● What to produce:
Pick out all lines with the word "breaks" from the records that follow.

● Input for this task:
______________________________

PR #4446, opened 2021-03-27
Brings TC back down to 30

Azarak:
## About The Pull Request
I disagree with it being any higher, especially with the state of our community and the amount of antags we're having. The point of higher amount of TC was so traitors can still afford a firearm while getting stuff for their gimmicks, or so they extra TC to fallback on in case they get stuff confiscated. 45 TC allows people to turn themselves into ultimate killing machines, and it's quite tempting to do so, so say no more

## Changelog
:cl:
balance: Traitors now get 30 TC in the uplink
/:cl:

### DIFF
--- a/code/__DEFINES/antagonists.dm
+++ b/code/__DEFINES/antagonists.dm
@@ -78,7 +78,7 @@ GLOBAL_LIST_INIT(heretic_start_knowledge,list(/datum/eldritch_knowledge/spell/ba
 
 /// How many telecrystals a normal traitor starts with
 //#define TELECRYSTALS_DEFAULT 20 //ORIGINAL
-#define TELECRYSTALS_DEFAULT 45 //SKYRAT EDIT CHANGE - ORIGINAL: 20
+#define TELECRYSTALS_DEFAULT 30 //SKYRAT EDIT CHANGE - ORIGINAL: 20
 /// How many telecrystals mapper/admin only "precharged" uplink implant
 #define TELECRYSTALS_PRELOADED_IMPLANT 10
 /// The normal cost of an uplink implant; used for calcuating how many


gonenoculer5:
Someone else is gonna do it so i'll say it: _Salt PR._

Weh.

Azarak:
> 
> 
> Someone else is gonna do it so i'll say it: _Salt PR._
> 
> Weh.

Didn't even participate in the round, and this is a change I proposed for some time already. Keep it constructive

DiscountDirtyDan:
> Someone else is gonna do it so i'll say it: _Salt PR._
> 
> Weh.

Sometimes you need salt to get things done

FlamingLily:
> 
> 
> Someone else is gonna do it so i'll say it: _Salt PR._
> 
> Weh.

That doesn't necessarily make it a bad PR, keep criticism constructive

StarHorder:
absolutely needed. I want my roleplay server back.

SpookyTheFox:
Keep in mind that this breaks some of the packs that are supposed to be a specific fraction of available TC, or purchased or excluded based on what was already bought. Several items that were already adjusted need to be re-balanced again.

ideally, TC would scale with antagonist objectives, expected adversaries, number of antagonists, et cetera. There is no good way to do this automatically however, and manual intervention is undesirable.

From what I have seen, the higher TC count has been used as intended for gimmicks, loadouts, and enough firepower to not instantly die to the first two officers to rush someone while typing, so I would say the 45TC has thus far worked as intended. I fear repealing it will likely unbalance interactions again, and lead to more antagonists using the tools available in their departments such as mechs, bombs, death plants, and whatnot rather than the much more easily balanced traitor uplink items.

Also, this proposal is coming at the same time as adding yet _more_ guns to security, a group of players not renowned for their self control. Sad to say it, but I don't think this is the right time to reduce the base stat of skyrat's most common antagonist.

gonenoculer5:
> Keep in mind that this breaks some of the packs that are supposed to be a specific fraction of available TC, or purchased or excluded based on what was already bought. Several items that were already adjusted need to be re-balanced again.
> 
> ideally, TC would scale with antagonist objectives, expected adversaries, number of antagonists, et cetera. There is no good way to do this automatically however, and manual intervention is undesirable.
> 
> From what I have seen, the higher TC count has been used as intended for gimmicks, loadouts, and enough firepower to not instantly die to the first two officers to rush someone while typing, so I would say the 45TC has thus far worked as intended. I fear repealing it will likely unbalance interactions again, and lead to more antagonists using the tools available in their departments such as mechs, bombs, death plants, and whatnot rather than the much more easily balanced traitor uplink items.
> 
> Also, this proposal is coming at the same time as adding yet _more_ guns to security, a group of players not renowned for their self control. Sad to say it, but I don't think this is the right time to reduce the base stat of skyrat's most common antagonist.

I actually pretty much entirely agree with this. 45 TC is fine, imo, especially when sec is about to lose non-lethals. 35-45 TC imo is the ideal, since it gives antags plenty to work with while also leaving room for big gimmicks like it was intended to. Someone could easily get Contractor and do simple things like bribe people to get contracts done, and easily rack up 40+ TC through contracts, without much effort at all. 

Also @Azarak , this PR needs to change existing bundles to be lower priced, especially the robohand bundle since its 45 TC and would be otherwise unobtainable at roundstart like it was intended to be.

KathrinBailey:
The CQC++ Johnny Desrador robofuck arm still being expensive is fine if we take the policy approach of "if you make ambitious ambitions, you can get more TC than the fucker who wastes their antag on breaking two windows."

KathrinBailey (approved):
Thankfully the bane of two seccies to each antag, regardless of if that antag ever intends to do anything like (in reality, one or two loud antags to eight seccies) is over.
I'd like going forward for there to be a design document regarding the direction of what goes into the uplink and what doesn't.

Oscari-pog:
> The CQC++ Johnny Desrador robofuck arm still being expensive is fine if we take the policy approach of "if you make ambitious ambitions, you can get more TC than the fucker who wastes their antag on breaking two windows."

Not sure why dissing Johnny was needed in that one

YakumoChen:
I have been saying for awhile we need less antag power and more antagonists and antagonist teamwork. Good change.

tobjv:
We'll just have to test it and see the results.

Gandalf2k15:
Do not merge until kits have been updated, and respective uplink items.

Gandalf2k15:
I'm gonna do this myself and lower it to 35.

PR #4474, opened 2021-03-28
[NON-MODULAR] Disables Space Adaptation

SpookyTheFox:
## About The Pull Request
Speculative fix and formal proposal to remove the space adaptation mutation. Disables it in the same way as x-ray vision, laser eyes, etc.

## Why It's Good For The Game
Just like x-ray/thermal, there's been many many instances of non-antagonists, especially security, getting this mutation and then using it to their advantage. The ability to operate in space is something that is supposed to be carefully controlled and limited. Traitors and changelings pay full price for space-proofing, the entire security department should not get it for free. There's no sense in such a large portion of the station taking an ability that just removes the whole "space" aspect of being on a space station, and doing it nearly every round. In addition, space adaptation totally negates several effects it should not, such as pressure changes from not-space, and almost completely counteracts chemicals like Frost Oil and Hercuri. Like most of the other genetics goodies, it was never intended to be so widely given out, and it exists to benefit unassisted antagonists such as revs and blood brothers, who are reliant on their department's late game items, not an uplink. We do not have those game modes, and don't need the items and abilities intended for them.

## Changelog
:cl:
config: Locked space adaptation.
/:cl:

PR #4482, opened 2021-03-28
[NON-MODULAR] Disables Self-Respiration

SpaceVampire:
## About The Pull Request

Removes Self-Respiration from the game, by making it in a tier of its own that is not accessible. This allows for the possibility of balancing it in a future PR, but I think just removing from the pool is the best way at the moment.

## Why It's Good For The Game

There's been many many instances of non-antagonists, especially security, getting this symptom and then using it to their advantage. The ability to breathe is something that is supposed to be carefully controlled and limited. This is why you only have limited internals, the entire security department should not get it for free. There's no sense in such a large portion of the station taking an ability that just removes the whole "breathing" aspect of being on a space station, and doing it nearly every round. In addition, Self-Respiration totally negates several effects it should not, such as having to worry about most blood-loss, and almost completely counteracts chemicals like Lexorin while making stuff like Salbutamol useless. This is a RP server after all, there is no reason to take a dangerous virus when internals exist.

## Changelog
:cl:
del: Self-Respiration
/:cl:


SarmentiCampbell:
goddamnit, don't encourage them

Sigmar-alkahest:
really? fucking really?

tf-4:
Good PR, nobody can self respirate in real life so doing it in game is pretty LRP

It failed about every check but that's fine we can handle that later on.

GoldenAlpharex:
Here we go again with removal PRs.

Gandalf2k15:
If you can do this the proper way we can consider it.

GoldenAlpharex:
Also, please, if you think something is not balanced for regular gameplay, stop involving security and the "non-antagonist" crew argument because it's just incredibly irritating that everyone can just justify it as "boohoo crew is getting too strong, now security can kick my ass easier"

GoldenAlpharex:
> If you can do this the proper way we can consider it. But right now we're better off moving genetics to science.

We're talking about virology here.

Gandalf2k15:
> > If you can do this the proper way we can consider it. But right now we're better off moving genetics to science.
> 
> We're talking about virology here.

Dumb, wrong PR lmao

GoldenAlpharex:
Also, I'd like to point out, if breathing was so important to the game, then why are we having like four races that don't need to do it?

YakumoChen:
Ah yes here comes the slippery slope.

Next up: Remove nanites because they allow passive healing
remove viro because of beneficial viruses
remove medibots because they don't require strong medbay interaction

where do we draw the line?

tf-4:
> 
> 
> Also, I'd like to point out, if breathing was so important to the game, then why are we having like four races that don't need to do it?

good point, we should look at adding oxygen damage back to synths and stuff along those lines.

SpaceVampire:
> 
> 
> Also, I'd like to point out, if breathing was so important to the game, then why are we having like four races that don't need to do it?

I agree, but that is outside the scope of this current PR.

Nerev4r:
> > Also, I'd like to point out, if breathing was so important to the game, then why are we having like four races that don't need to do it?
> 
> good point, we should look at adding oxygen damage back to synths and stuff along those lines.

Literally why. It's a robot. Why would it take oxygen damage.

SpaceVampire:
For those that think we should replace it with something, we will eventually come up with new symptoms.

hecksadecimal:
Everything about this concept hurts me on a deep psychological level.

Nerev4r:
> For those that think we should replace it with something, we will eventually come up with new symptoms.

What's the guarantee that 'eventually' will actually come and that genetics/viro won't be left behind due to lack of low-risk things to distribute to the average crewmate?

tf-4:
> 
> 
> For those that think we should replace it with something, we will eventually come up with new symptoms.

I've been thinking about this, maybe a self-righting symptom that makes you immune to slips could be fun.

Owai-Seek:
I posted in the other PR (https://github.com/Skyrat-SS13/Skyrat-tg/pull/4474), but I'll post it here as well:

```
Nanites: Vulnerable to EMP, shocks, and power failures. (Missed Cloud Syncs)

Viruses: Powerful, but there's only one (IMO) -stupidly- powerful virus trait. (Self Resp), which is often combined with space adaptation.

```

As for the claim on the other PR of "Don't worry, we'll add more!", I'd like to say, that's complete bollocks, but I think Genetics has enough to stand on it's own. At least when it comes to unique and fun/beneficial things, without Space Adaptation/Thermals/Xray.

Virology has some gimmicky stuff, but most of it amounts to "Self Resp." "Heal People with X." and "Antag Stuff, most of which can't be used."

While I understand why people would want -both- clipped from the game. (An eye for an eye, I suppose.) I feel genetics has more unique content comparatively.

Stalkeros2:
Bruh???????????

KathrinBailey:
I'd rather this be postponed for a while so we can see how the space adaptation removal plays out.
You can easily fill up internals and with two small inventory slots you can pretty much spend the entire round with two tanks. You'll only need to refill both tanks maybe once or twice if you get yellow ones and do the porta-pump fill. This negates breathing fairly easily with very little preperation and inventory space required. If we made a scale of OP-ness, space adaptation being an 8, self-resp would probably be a 3 in the most ideal situation?

softcerv:
Considering the strength of Genetics and Nanites, I wouldn't really consider Self-Resp too much of an issue comparatively. The are even a few cases where having Self-resp can be detrimental, like trying to preform CPR.

YakumoChen:
> 
> 
> For those that think we should replace it with something, we will eventually come up with new symptoms.

eventually means never, right? Just like that thermal vision gene replacement. The most temporary solution is often the one that sticks.

Gandalf2k15:
I think we can hold off on this for now. Give it a few weeks and then we can see about removing it, if it's really that big of an issue.

PR #4500, opened 2021-03-29
Deltastation Permabrig Remap

Aurelien3189:
Revamps the Deltastation permabrig to offer prisoners more things to do: Cells have windows and chairs, added a kitchen with griddle, freezer, and other equipment, expanded mess hall eating area and added library. Also added prisoner lockers, and made the security locker room bigger.
dreamseeker_7dqthoQYtr
dreamseeker_xJoIzjmcVL


Gandalf2k15:
The problem with big changes like this is that we have to reset the maps every other week, so as long as you keep these changes in an easily selectable SQUARE area, it will likely be transferred over. Otherwise it won't be if it's not all in the same area. When doing map resets we copy/paste the following: Cryo, Blueshields desk and security areas. If security areas are too complex and need cutting, we'll simply redo them.

Aurelien3189:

______________________________

● Answer box:
Keep in mind that this breaks some of the packs that are supposed to be a specific fraction of available TC, or purchased or excluded based on what was already bought. Several items that were already adjusted need to be re-balanced again.
> Keep in mind that this breaks some of the packs that are supposed to be a specific fraction of available TC, or purchased or excluded based on what was already bought. Several items that were already adjusted need to be re-balanced again.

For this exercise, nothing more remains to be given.